Stylish
The Master
A film about two disagreeable characters that’s full of style but has nothing to say
Ajit Duara
Ajit Duara
24 Mar, 2013
A film about two disagreeable characters that’s full of style but has nothing to say
The Master is about two unlikable characters. It is set in the early 1950s and is about Freddie Quell, a shell- shocked psychotic discharged from the US navy after the end of World War II, and about Lancaster Dodd, a philosopher, exploiter and charlatan who takes Freddie under his wing and brainwashes him.
Both characters are unpleasant, and it is to director Paul Thomas Anderson’s credit that he sustains a film with two people who are so disagreeable.
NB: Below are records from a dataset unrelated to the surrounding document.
PR #6641, opened 2025-10-05
Updated Medas Digital 2.0 Descriptions and socials

oxygene76:
@JeremyParish69 I saw you already merged the chain infos for medasdigital-2 last November.

So, could we let it be as it is?

I only updated some descriptions about the project and socials in the files.

Thank you


oxygene76:
Ok, thanks Jeremy. I deleted the file and will create correct one for next pull request..

PR #6648, opened 2025-10-08
feat(zigchaintestnet): add missing fields to chain.json

AndWa:


testnets/zigchaintestnet/chain.json
```diff
@@ -52,8 +60,76 @@
         "address": " https://public-zigchain-testnet-rpc.numia.xyz/",
```
CryptoAssassin1: There's a leading space before the URL! please remove it

AndWa: Thank you for noticing this. 🙏

It is fixed.

PR #6681, opened 2025-10-17
add ibc connections for paxi (osmosis, cosmoshub)

paxi-web3:
add ibc connections for paxi (osmosis, cosmoshub)

- Added _IBC/paxi-osmosis.json
  - channel-0 <-> channel-107354
  - status: live, preferred: true
- Added _IBC/paxi-cosmoshub.json
  - channel-1 <-> channel-1566
  - status: live
- Both verified via Hermes query and Ping.pub explorer

### DIFF
--- a/_IBC/cosmoshub-paxi.json
+++ b/_IBC/cosmoshub-paxi.json
@@ -23,8 +23,8 @@
       "ordering": "unordered",
       "version": "ics20-1",
       "tags": {
-        "status": "live",
-        "preferred": true
+        "preferred": true,
+        "status": "ACTIVE"
       }
     }
   ]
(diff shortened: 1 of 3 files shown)


_IBC/paxi-cosmoshub.json
```diff
@@ -0,0 +1,31 @@
+{
+  "$schema": "../ibc_data.schema.json",
+  "chain_1": {
+    "chain_name": "paxi",
```
JeremyParishTheBuilder, line 9: p comes after c, so paxi must be chain2 and must come last in the file name. (it how we avoid multiple files describing the same pair). Same issue with the osmosis Ibc file

_IBC/cosmoshub-paxi.json
```diff
@@ -0,0 +1,31 @@
+{
+  "$schema": "../ibc_data.schema.json",
+  "chain_1": {
+    "chain_name": "osmosis",
```
JeremyParishTheBuilder: you have osmosis here in the cosmoshub file

PR #6690, opened 2025-10-20
update fandomchain

Cyrano71:
Compliance with slip-0173 (the bech32 prefix must be unique among all registered prefixes)
cf https://github.com/satoshilabs/slips/blob/master/slip-0173.md


_IBC/fandomchain-osmosis.json
```diff
@@ -17,7 +17,7 @@
         "port_id": "transfer"
       },
       "chain_2": {
-        "channel_id": "channel-107314",
+        "channel_id": "channel-107392",
```
JeremyParishTheBuilder, line 22: Why is the channel-id being changed? Generally, once registered, it cannot be changed.

Cyrano71: Because of the change of the bech32 prefix to be compliant with slip-0173.
I had to create a new channel

JeremyParishTheBuilder: Forgive my ignorance. But why does a new bech32 prefix necessitate a new IBC channel? I'm not aware of bech32 prefix having anything do to with ibc channel...

JeremyParishTheBuilder: nvm, I think it makes sense. Changing bech32 may require a new genesis

PR #6697, opened 2025-10-22
Add XAUt.atom on Terra2

charleskimbest:


cosmoshub/assetlist.json
```diff
@@ -1067,6 +1067,59 @@
...
+      "images": [
+        {
+          "image_sync": {
+            "chain_name": "ethereum",
+            "base_denom": "0x68749665ff8d2d112fa859aa293f07a622782f38"
+          },
+          "png": "https://raw.githubusercontent.com/cosmos/chain-registry/master/_non-cosmos/ethereum/images/xaut.png"
+        }
+      ],
+      "coingecko-id": "tether-gold"
```
JeremyParishTheBuilder: Bridged assets cannot use the same coingecko id. If there is a Eureka-specific coingecko ID, that may be used; otherwise, please remove

charleskimbest: Thanks. I removed it.

PR #6708, opened 2025-10-25
add SEED token

MedvedCrypto:


neutron/assetlist.json
```diff
@@ -1360,6 +1360,35 @@
...
+      "base": "factory/neutron133xakkrfksq39wxy575unve2nyehg5npx75nph/seed",
+      "name": "SEED",
+      "display": "SEED",
+      "symbol": "SEED",
+      "logo_URIs": {
+        "png": "https://raw.githubusercontent.com/cosmos/chain-registry/master/neutron/images/seed.png"
+      },
+      "images": [
+        {
+          "png": "https://raw.githubusercontent.com/cosmos/chain-registry/master/neutron/images/seed.png"
```
JeremyParishTheBuilder: the image needs to be uploaded

MedvedCrypto: I think it`s done now:

https://github.com/chainapsis/keplr-chain-registry/pull/1314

Lancaster (Philip Seymour Hoffman) is modelled on Scientology founder L Ron Hubbard, though the film is not about him. He is, what we would call a ‘godman’ in India, but without god, so to speak. He talks of the transmigration of souls and how we all inhabit shells that contain the problems of this life, and how we can solve these by tracing our ‘original’ souls. He preys on the susceptible, but only the wealthy susceptible, and with his mix of philosophy, spirituality and pseudo-science, makes a good living off ‘The Cause’.
Freddie (Joaquin Phoenix) is not the ideal disciple. First of all, he is as poor as a church mouse, and then, given to violent and uncontrollable rages. Is Lancaster setting an example for his movement by attempting to correct the course of a problematic soul? Is there a latent homo-erotic relationship between the men? Anderson never makes it clear, and by leaving most of his film up in the air, he seems to have made the perfect ‘art’ film, full of style but with nothing to say.
We, susceptible souls from a previous incarnation, must interpret The Master. There are significant clues, though. The movie is shot on 65mm film, to give you sharper resolution to analyse a foggy idea, and the glowing light sets the period, because, as we know, light, in the 1950s, before air pollution, was very different.
All said, The Master is interesting and well acted, but ultimately an intellectual and emotional vacuum.